Obesity is defined as “abnormal or excessive fat accumulation that presents a risk to health.”[1]

BMI is a simple index of weight for height that is commonly used to classify overweight and obesity in adults. It is defined on a person weight in kilograms divided by the square of his height in meters (kg/m2). For adults WHO defines overweight as BMI ≥25 kg/m2 and obesity BMI ≥30 kg/m2.[1] BMI between 18.5 and 24.9 kg/m2 is considered healthy body mass and <18.5 kg/m2 is considered underweight or lean. WHO child growth percentile charts are available for children and adolescents. BMI is a commonly used, simple bedside measure of obesity. It is a good instrument for epidemiological studies. It is useful for population-level measure of overweight and obesity as it is the same for both sexes and for all ages of adults.[1] In case of muscular people especially athletes, its role becomes questionable. BMI does not give a measure of body fat mass and BMI does not distinguish weight associated with muscle and fat. Many types of investigations are available now to find out lean body mass. Dual-energy X-ray absorptiometry, plethysmography, and bioelectric impedance are few examples. BMI also does not distinguish body fat distribution. Fat distribution i.e., visceral (truncal/central) obesity can predict the development of metabolic syndrome and its attended diseases than peripheral distribution (android and gynecoid type). This can be inferred by waist circumference measurement or waist: hip ratio and waist: height ratio. Insulin sensitivity and its measurement is also advocated and it is a risk factor for cardiovascular events. Homeostatic Model Assessment of Insulin Resistance (HOMA-IR) is widely used in predicting cardiometabolic risks. Magnetic resonance imaging and computerized tomogram (scan) have also come into practice for determination of obesity.[2] Assessment of physical fitness also occupies an important role in the evaluation of cardio-metabolic risk. Measurement of inflammatory markers, e.g., C-reactive protein (CRP) is also used in clinical research to predict cardiometabolic risk.

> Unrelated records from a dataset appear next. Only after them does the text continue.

PR #2033, opened 2023-05-09
remove unused mut from two variable declarations in sys/socket/mod.rs

inglorion:
This addresses diagnostics like:

  error: variable does not need to be mutable
      --> src/sys/socket/mod.rs:1537:13
       |
  1537 |         let mut p = &mut mmsghdr.msg_hdr;


asomers (approved):
LGTM.  I assume that this is a new warning in the latest nightly compiler.

bors r+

  Concept of Metabolic Healthy Obesity (MHO) Top


The concept of metabolically healthy obesity (MHO) is derived from the observation that there are people with obesity who do not develop cardiometabolic complications at a given point of time. As early as the 1950s, Jean Vague observed that individuals with obesity have a different predisposition to cardiac and metabolic complications which will be related to body adipose tissue distribution.[9] WHO definition of health is “a state of complete physical, mental and social well-being and not merely the absence of disease or infirmity.”[10] This topic happens to be debatable with conflicts and contradiction. The term MHO, also described as “obesity paradox” throw the question whether it represents a healthy state or a disease. This novel concept had gained momentum from 2010 and resulted in large volume of literature with varying results. There is no universally accepted definition resulting in inconsistency results from studies. The general consensus is BMI ≥30 kg/m2 is considered obesity and MHO can be defined by the absence of any cardiometabolic disorders like DM, DL, hypertension or CVD. An individual who with standard BMI cutoff point for obesity (≥30 kg/m2) can be considered having MHO with the following criteria.[8] (1) Absence of AO on the basis of waist circumference. (2) Absence of components of metabolic syndrome, e.g., normal blood pressure, normal lipid values, normal fasting blood glucose concentration. (3) Insulin sensitivity on the basis of (HOMA-IR). (4) High level of cardiorespiratory fitness. The cutoff for waist circumference varies from population to population. It is ≤102 cm in men and ≤88 cm in women for the USA (ATP III value). The waist circumference of ≤90 cm for men and ≤80 cm for women is followed for South Asians based on a Chinese, Malay and Asian– Indian population. For Europids, the value is ≥94 cm for men and ≥80 cm for women. The criteria for metabolic syndrome are variable. International Diabetic Federation consensus statement and National Cholesterol Education Programme – Third Adult Treatment Panel III (NCEP-ATP III) criteria are widely used.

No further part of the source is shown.